# Hometown Pics - Custer County Idaho



## GaryFish

I was back in my hometown of Challis, Idaho on Monday for work. On the way home, I stopped to take a few pictures. None of these have been touched up - only cropped. Enjoy.


----------



## Dunkem

Nice shooting Gary.


----------



## GaryFish

Thanks. I really like that picture of the pronghorn. She is starting to flare her rump hair to warn the others. The buck standing behind her wasn't ready to flare things yet, just checking things out. 

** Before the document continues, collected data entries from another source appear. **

PR #4155, opened 2025-05-06
chore: remove prettier (`prettier-plugin-sh`) plugin

nmerget:
## Types of changes

### DIFF
--- a/.prettierrc.json
+++ b/.prettierrc.json
@@ -7,14 +7,8 @@
 			"options": {
 				"bracketSameLine": true
 			}
-		},
-		{
-			"files": [".env"],
-			"options": {
-				"parser": "sh"
-			}
 		}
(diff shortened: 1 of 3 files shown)


michaelmkraus (approved):

mfranzke:
@nmerget what's the reason to remove this plugin? The last publish has been one month old, and it supports the current version of `prettier`.

.prettierrc.json
mfranzke, line 1: @nmerget what's the reason to remove this plugin? The last publish has been one month old, and it supports the current version of prettier.

nmerget: I checked it again. The problem here is that the plugin uses a feature from prettier v3. Mitosis has currently a dependency which requires prettier < v3...

PR #4202, opened 2025-05-14
fix: focus outline for input calendar

### LINKED ISSUE #4134: DBInput: Focus in Calender-Icon is postponed

- [ ] All
- [ ] HTML
- [x] React
- [ ] Angular
- [ ] Vue
- [ ] Web components
- [ ] Power Apps

### Reproduction case

When DBInput is in use with a type like date, datetime, week, month and so on the focus is postponed. 

Image

This happens on Chrome and Edge. 

### Expected Behaviour

The focus should outline the icon right, with the icon being in the center of the focus-outline

### Screenshots

_No response_

### Browser version

Chrome

_No response_

### LINKED ISSUE #4228: DBInput: Type "datetime" and "datetime-local" show two icons on FireFox

- [ ] All
- [x] HTML
- [x] React
- [ ] Angular
- [ ] Vue
- [x] Web components
- [ ] Power Apps

### Reproduction case

In the current version, the DBInput component has a problem displaying the datepicker types "date" and "datetime-local" on FireFox. With these types two different "calendar" icons are displayed at the end of the field. The error only occurs on FireFox and can be seen on the Repo [DemoPage](https://design-system.deutschebahn.com/core-web/review/main/components/data-input/input/overview?page=example+-+types+-+floating+label)

Tested on:
MacOs 15.4.1
FireFox 130.0 (64-Bit)

### Expected Behaviour

The Component should only display one icon, as it does on Chrome and Safari.

### Screenshots

Image

### Browser version

other

_No response_

nmerget:
## Proposed changes

closes #4134
closes #4228

## Types of changes


packages/components/src/components/input/input.scss
```diff
@@ -105,25 +107,48 @@ $icon-padding: calc(
...
-		&::-webkit-search-cancel-button {
-			background-image: none;
-			inline-size: icons.$default-icon-font-size;
-			block-size: icons.$default-icon-font-size;
-			padding: 0;
-			cursor: pointer;
-		}
+		@supports selector(::-webkit-calendar-picker-indicator) {
+			&::-webkit-calendar-picker-indicator,
+			&::-webkit-search-cancel-button {
```
mfranzke, line 127: @nmerget could you please add a comment within the source code on why you've introduced the `@supports` wrapper? Regularly I would've expected that the browsers would based on the forgiving approach just ignore declarations that they don't support.

packages/components/src/components/input/input.scss
```diff
@@ -152,8 +177,10 @@ $icon-padding: calc(
 		@extend %dropdown-icon;
 
 		input {
-			&::-webkit-calendar-picker-indicator {
-				display: none !important;
+			@supports selector(::-webkit-calendar-picker-indicator) {
+				&::-webkit-calendar-picker-indicator {
```
mfranzke, line 181: @nmerget could you please add a comment within the source code on why you've introduced the `@supports` wrapper? Regularly I would've expected that the browsers would – based on the forgiving approach –just ignore declarations that they don't support.

__snapshots__/input/showcase/mobile-safari/should-have-same-aria-snapshot/DBInput-should-have-same-aria-snapshot.yaml
mfranzke, line 1: does this mean, that the calendar control is now unlabeled?

__snapshots__/input/showcase/firefox/DBInput-should-match-screenshot-1/DBInput-should-match-screenshot.png
mfranzke, line 1: several types input fields icons have disappeared.

nmerget: firefox doesn't support sime input types like "week", and `-webkit-calendar-picker-indicator` isn't supported as well. I removed the icons for firefox

packages/components/src/components/input/input.scss
nmerget: removed it

packages/components/src/components/input/input.scss
nmerget: removed it

__snapshots__/input/showcase/firefox/DBInput-should-match-screenshot-1/DBInput-should-match-screenshot.png
mfranzke: @nmerget but in these cases, it's not just the `input[type="week"]` and `input[type="month"]` icons that have been removed.

nmerget: yes all "time" type icons are removed, because we cannot hide the default calendar icon for firefox

mfranzke (dismissed):

mfranzke (approved):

To me, there is something other-worldly about pronghorn. They just seem like they don't belong on this continent. They might be my favorite of the big game animals for just the interesting look and sheer beauty.


----------



## longbow

Beautiful Gary. I've always loved the Challis area. You're luck to have grown up there.


----------



## bekins24

Looks like you were pretty close to the deer and antelope or you had a good lense on the camera!


----------



## AJ13

Awesome pics. Thanks for sharing.


----------



## 3arabians

Thanks for sharing Gary. Challis is now on my list of potential retirement destinations!


----------



## Finnegan

Cool shots! Thanks for posting them. I'm planning to take 93 to Missoula in a couple weeks.


----------



## GaryFish

bekins24 said:


> Looks like you were pretty close to the deer and antelope or you had a good lense on the camera!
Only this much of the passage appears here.